The infinite variety of forms which we observe in the realm of organic life not only delight our senses with their beauty and diversity, but also excite our curiosity, in suggesting the problem of their origin and connection. While the æsthetic study of the forms of life provides inexhaustible material for the plastic arts, the scientific study of their relations, their structures, their origin and evolution, forms a special branch of biology, the science of forms or morphology. I expounded the principles of this science in my General Morphology thirty-eight years ago. They are so remote from the ordinary curriculum of education, and are so difficult to explain without the aid of numerous illustrations, that I cannot think of going fully into them here. In the present chapter I will only briefly describe those features of living things which relate to the difficult question of their ideal fundamental forms, the laws of their symmetry, and their relation to crystal-formation. I have treated these intricate questions somewhat fully in the last (eleventh) part of Art-forms in Nature. The hundred plates contained in this work may serve as illustrations of morphological relations. In the following pages the respective plates are indicated by the letters A-f, with the number of each.
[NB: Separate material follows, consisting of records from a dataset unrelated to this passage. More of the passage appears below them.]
PR #70915, opened 2021-07-14
DevWs for Smartenit, Inc containing containing Smartenit Zigbee MLC30

lecontr:


devicetypes/smartenit/smartenit-metering-dual-load-controller.src/smartenit-metering-dual-load-controller.groovy
```diff
@@ -0,0 +1,175 @@
...
+	sendEvent(name:"level", value:val)
+
+	int newval = 0
+	if (val != 0) {
+		newval = (255.0 / (100.0 / val))
+	}
+
+	zigbee.command(zigbee.LEVEL_CONTROL_CLUSTER, MoveToLevelWOnOff,
+		DataType.pack(newval, DataType.UINT8, 1) + DataType.pack(0xffff, DataType.UINT16, 1), [destEndpoint: 3])
+}
```
PKacprowiczS: Generally we prefer to not send events in commands body, but rather add additional Zigbee command, which polls affected attribute, and then send an event based on that response.

devicetypes/smartenit/smartenit-metering-dual-load-controller.src/smartenit-metering-dual-load-controller.groovy
```diff
@@ -0,0 +1,175 @@
...
+def configureHealthCheck() {
+	Integer hcIntervalMinutes = 10
+	sendEvent(name: "checkInterval", value: hcIntervalMinutes * 60, displayed: false, data: [protocol: "zigbee", hubHardwareId: device.hub.hardwareID])
+}
+
+def updated() {
+	log.debug "in updated()"
+	def cmds = configureHealthCheck()
+	cmds.each{ sendHubCommand(new physicalgraph.device.HubAction(it)) }
+}
```
PKacprowiczS: `configureHealthCheck()` doesn't return any Zigbee commands, so that's unnecessary to call `sendHubCommand()` here.

devicetypes/smartenit/smartenit-metering-dual-load-controller.src/smartenit-metering-dual-load-controller.groovy
```diff
@@ -0,0 +1,175 @@
...
+		capability "Energy Meter"
+		capability "Health Check"
+		capability "Voltage Measurement"
+		capability "monthpublic25501.current"
+		capability "monthpublic25501.load1"
+		capability "monthpublic25501.load2"
+		capability "monthpublic25501.levelControl"
+
+		fingerprint model: "ZBMLC30NC", manufacturer: "Smartenit, Inc", deviceJoinName: "Smartenit Dual Switch Meter"
+		fingerprint model: "ZBMLC30NO", manufacturer: "Smartenit, Inc", deviceJoinName: "Smartenit Dual Switch Meter"
```
PKacprowiczS: Please change deviceJoinNames to `Smartenit Switch`

devicetypes/smartenit/smartenit-metering-dual-load-controller.src/smartenit-metering-dual-load-controller.groovy
```diff
@@ -0,0 +1,175 @@
...
+			if (mapDescription.clusterInt == zigbee.SIMPLE_METERING_CLUSTER) {
+				if (mapDescription.attrInt == MeteringCurrentSummation) {
+					return sendEvent(name:"energy", value: getFPoint(mapDescription.value)/EnergyDivisor)
+				} else if (mapDescription.attrInt == MeteringInstantDemand) {
+					return sendEvent(name:"power", value: getFPoint(mapDescription.value/EnergyDivisor))
+				} else if (mapDescription.attrInt == Voltage) {
+					return sendEvent(name:"voltage", value: getFPoint(mapDescription.value) / 100)
+				} else if (mapDescription.attrInt == Current) {
+					return sendEvent(name:"current", value: getFPoint(mapDescription.value) / 100, unit: "A")
+				}
```
PKacprowiczS: If you want to return an event, it is more correct to use `createEvent()`. It takes same arguments as `sendEvent()`.
Main difference between them is that `createEvent()` returns an event object which needs to be returned from `parse()` method to be acknowledged by the platform, while `sendEvent()` sends an event immediately and returns no object (as far as I can tell).

PKacprowiczS (changes requested):
Looking good, just some minor things.

devicetypes/smartenit/smartenit-metering-dual-load-controller.src/smartenit-metering-dual-load-controller.groovy
```diff
@@ -0,0 +1,177 @@
...
+		return cmds.collect { new physicalgraph.device.HubAction(it) }
+	}
+
+	if (event && event.name != "switch") {
+		log.debug "Collecting event: ${event}, ${event.name}, ${event.value}"
+		if ((eventDescMap?.sourceEndpoint == "01") || (eventDescMap?.endpoint == "01")) {
+			if (event.name == "power") {
+				return createEvent(name: "power", value: (event.value/EnergyDivisor))
+			} else {
+				sendEvent(event)
```
PKacprowiczS: Perhaps you haven't known that, but in Groovy an object returned from last call of a method, is actually returned also by this whole method, for example.
```
def someMethod() {
    def object  = createEvent()
    object
}
```
(note that you don't have to use `return` statement, but it's not an error if you do, obviously)
and also
```
def someMethod() {
    createEvent()
}
```
would return created event in `someMethod`. 
Keeping that in mind, what I wrote in https://github.com/SmartThingsCommunity/SmartThingsPublic/pull/70915#discussion_r670229771 also applies here, as call `sendEvent(event)` would be the last call in `parse()` method.
So if we want to keep things consistent, can you rework rest of the code, in a way that it would utilize `createEvent()`?

PKacprowiczS (changes requested):

devicetypes/smartenit/smartenit-metering-dual-load-controller.src/smartenit-metering-dual-load-controller.groovy
lecontr: Ah I wasn't aware of that! Thank you so much for the explanation, that was very helpful.

devicetypes/smartenit/smartenit-metering-dual-load-controller.src/smartenit-metering-dual-load-controller.groovy
```diff
@@ -0,0 +1,177 @@
...
+				} else if (mapDescription.attrInt == Current) {
+					return createEvent(name:"current", value: getFPoint(mapDescription.value) / 100, unit: "A")
+				}
+			} else if (mapDescription.clusterInt == zigbee.ONOFF_CLUSTER) {
+				if (mapDescription.attrInt == OnOff) {
+					def nameVal = mapDescription.sourceEndpoint == "01" ? "loadone" : "loadtwo"
+					def status = mapDescription.value == "00" ? "off" : "on"
+					return createEvent(name:nameVal, value: status)
+				} else {
+					return createEvent(event)
```
PKacprowiczS, line 99: Are you sure that you don't need a null check for `event`?

PKacprowiczS (approved):
@greens

greens (approved):

PR #73948, opened 2021-08-17
DevWs Plaid Systems LLC sensor update fingerprint to correct join issue

natec007:


natec007:
@dkirker  - corrected PR with only fingerprint changes

dkirker:
@natec007 Don't forget the controller fingerprint!

dkirker (approved):

PR #74454, opened 2021-08-23
Update zigbee-metering-plug-power-consumption-report.groovy

dwd-kwon:
Changed the unit of PowerConsumptionReport


HyoungSangCho:
This modification should be applied as soon as possible because there is a market problem at the moment.

unisist (approved):
LGTM
The value of Wh unit is required for powerConsumptionReport.

greens (approved):

PR #74783, opened 2021-08-27
DevWs for NIE-TECH CO., LTD. containing containing Min Smart Plug

sky-nie:


sky-nie:
Some info will be changed for a N4001, I will resart PR after change.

The unity of the organic structure, which expresses itself everywhere in the fundamental features of living things and in the chemical composition and constructive power of their plasm, is also seen in the laws of symmetry in their typical forms. The infinite variety of the species may, both in the animal and plant worlds, be reduced to a few principal groups or classes of fundamental forms, and these show no difference in the two kingdoms (cf. plate 6). The lily has the same regular typical form as the hexaradial coral or anemone (A-f, 9, 49), and the bilateral-radial form is the same in the violet and the sea-urchin (clypeaster, A-f, 30). The dorsiventral or bilateral-symmetrical form of most green leaves is repeated in the frame of most of the higher animals (the cœlomaria); the distinction of right and left determines in each the characteristic antithesis of back and belly.